Within a request / response cycle, only the Page should be aware of the existence of a presenter. The HUMBLE VIEW (implemented in a UserControl) does what it’s told without any knowledge of who is dishing out the instructions. Find this smell by looking for UserControls which construct their own private little presenters, or worse still accept them as properties (usually so that they can do filthy things like call methods on them – see ARROGANT VIEW, below).


The arrogant view is not only SELF-AWARE, but has the temerity to imagine that it has the right to give the presenter direct instructions. Thus a presenter can easily be relegated to nothing more that a PROXY MODEL, with logic creeping up into the untestable view layer. Find this smell by looking for presenters which offer public methods. Replace these direct method calls from view->presenter with a more humble OBSERVER PATTERN, where the view raises events containing the relevant information in the EventArgs, and the presenter reacts accordingly (or decides not to, as is its privilege).

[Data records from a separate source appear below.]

PR #3436, opened 2023-01-25
[Katib] Limit verbs when use a new CRD in Trials

andreyvelich:
After this PR: https://github.com/kubeflow/katib/pull/2091, we use scoped verbs while adding a new CRD to the Katib Controller RBAC.

/assign @johnugeorge @tenzen-y


tenzen-y (commented):
Thanks for updates!
/lgtm

PR #3462, opened 2023-03-14
Remove "Pipeline metrics" page

jlyaoyuli:
In KFP v2 beta0 and above, we are deprecating the `runMetrics `. To avoid the misunderstanding, we will need to remove the section here.


content/en/docs/components/pipelines/v1/sdk/pipelines-metrics.md
```diff
@@ -120,23 +120,6 @@ Refer to the [full example](https://github.com/kubeflow/pipelines/blob/sdk/relea
 * `numberValue` must be a numeric value.
 * `format` can only be `PERCENTAGE`, `RAW`, or not set.
```
zijianjoy, line 122: We will probably need to remove more than just the UI section. 

@chensun Can we remove the whole page here because we are going to remove V1 support of runMetrics in https://github.com/kubeflow/pipelines/pull/8963?

zijianjoy: Note: User can always navigate to older version of kubeflow.org to refer to this page, if they are using older version of KFP.

chensun: Removing this would only affect version `master` right?
image

I wonder if we should wait until Kubeflow 1.7 is out, because this feature is technically available in Kubeflow 1.7, and removing it from master would likely "remove" it from v1.7 doc.

zijianjoy: You are right about removing it from master version. The old versions will still have this instruction. 

If we don't plan to support this feature in KFPv2, it is probably better to remove it sooner than later. We are receiving github issues asking about it, and we have to keep telling them not to use it. It is better to prevent users from depending on a soon-be-deprecated feature from the documentation.

chensun: That's reasonable. I'm fine with removing either this section or the whole page now.

chensun (commented):
/lgtm

chensun (approved):
/lgtm

strangiato:
Is there something replacing runMetrics that we should be migrating to?  Is there documentation for how to utilize that feature?

PR #3488, opened 2023-04-04
add kfp v2 keywords to pipelines documentation

connor-mccarthy:


connor-mccarthy:
@zijianjoy, do you have a sense of whether this will improve the search relevance of KFP v2 documentation? Currently the [existing (soon-to-be old) KFP v2 documentation](https://www.kubeflow.org/docs/components/pipelines/v1/sdk-v2/v2-compatibility/) ranks highly. We'd like these new docs to rank as highly as possible.

zijianjoy:
@connor-mccarthy We can follow similar pattern like Distribution in https://www.kubeflow.org/docs/distributions/aws/. We clean up the old doc's content but keep a redirect link to the new V2 doc location.

In that way you don't need to add keyword in all v2 pages.

connor-mccarthy:
@zijianjoy, can you explain a bit more? My sense is that we want to keep both the v1 and v2 docs. We can make the v2 docs primary and link to v1, but would this affect the search ranking?

zijianjoy:
My understanding is that this documentation is about `V2 compatible mode`, not `V2 mode`: https://www.kubeflow.org/docs/components/pipelines/v1/sdk-v2/v2-compatibility/.

Therefore, I think deleting all or most the content in v2 compatible mode is preferred. Because we don't want to guide users to a maze where we have v1, v2, v2 compatible. The current content is a heavy learning curve for users. If there is anything we want to keep in V2 compatible mode, let's try to move them to the new v2 doc. 

Above is only my thought process, I will let @chensun to make the decision.

connor-mccarthy:
Want to note that we also want to demote the v1 SDK v2 namespace docs (not compatible mode), but probably cannot delete them, @zijianjoy.

chensun (approved):
/lgtm
/approve

PR #3496, opened 2023-04-13
add platform-specific features docs

connor-mccarthy:


content/en/docs/components/pipelines/v2/platform-specific-features.md
```diff
@@ -0,0 +1,119 @@
...
+
+For cases where features are not portable across platforms, users may author pipelines with platform-specific functionality via KFP SDK platform-specific plugin libraries.
+
+In general, platform-specific plugin libraries provide functions that act on tasks similarly to [task-level configuration methods][task-level-config-methods] provided by the KFP SDK directly. Platform-specific plugin libraries may also provide pre-baked components.
+
+
+
+<!-- TODO: add docs on how to create a platform-specific authoring library -->
+
+## Example: Read/write to a Kubernetes PVC using kfp-kubernetes
```
zijianjoy, line 18: This example should suffice as a standalone page like "Read/Write to a Persistent Volume" to increase searchability. It is because people will search for PVC/PV first before they realize that Platform specific flag is for PVC read/write.

connor-mccarthy: What do you think about enumerating the Kubernetes-specific features on this page for easier in-website search/discoverability?

My sense we want to emphasize the platform-specific pattern in the general case through this specific example, without promoting this one example to a top-level content item. IMO, it would be confusing to omit the other Kubernetes-specific features and my sense is we don't want to include examples for all of them, as it would be duplicative of the [`kfp-kubernetes` reference docs](https://kfp-kubernetes.readthedocs.io/en/kfp-kubernetes-0.0.1/). WDYT?

zijianjoy: We can do it later because it is out-of-scope of this PR, but we should make the functionality itself as title of a documentation page to improve search/discoverability. When a user wants to use Persistent Volume, they won't look it up in this kubernetes-specific page first, they will browse the table of context. Therefore using page title to describe actions that user desire is the common practice.

PR #3530, opened 2023-06-20
Notebooks: Rename "Notebook" to "Workbench" in web documentation

tzstoyanov:
Kubeflow notebooks were initially created from JupyterLab Notebook. That functionality evolved, now other web-based development environments can be used as well - VSCode, RStudio and others can be added in future. The term "notebook" is a bit misleading and does not reflect all recent changes and enhancements. That's why a proposal was made to replace it with the term "workbench" - issue 6981.
This patch renames "notebook" to "workbench" in the Kubeflow web documentation.

issue: https://github.com/kubeflow/kubeflow/issues/6981


Arhell (commented):
/ok-to-test

thesuperzapper:
@juliusvonkohout @tzstoyanov I strongly believe that we should NOT do a rename unless there is a technical change, as that would just be confusing to users who already know about "Kubeflow Notebooks", which is effectively a brand at this point rather than a description.

/hold

varodrig:
@thesuperzapper  @juliusvonkohout @tzstoyanov can you provide an update on this PR?
should we close it?

thesuperzapper:
> @thesuperzapper @juliusvonkohout @tzstoyanov can you provide an update on this PR? should we close it?

@varodrig yep, especially with the [Notebooks 2.0](https://github.com/kubeflow/notebooks/issues/85) work we will eventually use the term "Kubeflow Workspaces", after a few releases, but may never fully drop the "Kubeflow Notebooks" branding given its industry prevalence. 

/close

When you have an ARROGANT VIEW that commits the crime of directly calling methods on a presenter, you start to see the logic in the presenter thin down to the point where it becomes little more than a proxy for the ‘model’ (in classic MVC terminology) or service layer. The whole idea of MVP is to delegate the responsibility of figuring out what to fetch from the service layer and when to fetch it, so that the view just gets on with displaying whatever the presenter decides it should display. When an ARROGANT VIEW gets these kind of notions, logic that belongs in a (testable) presenter is tangled up with display logic in the view, and it’s time to roll up your sleeves and refactor.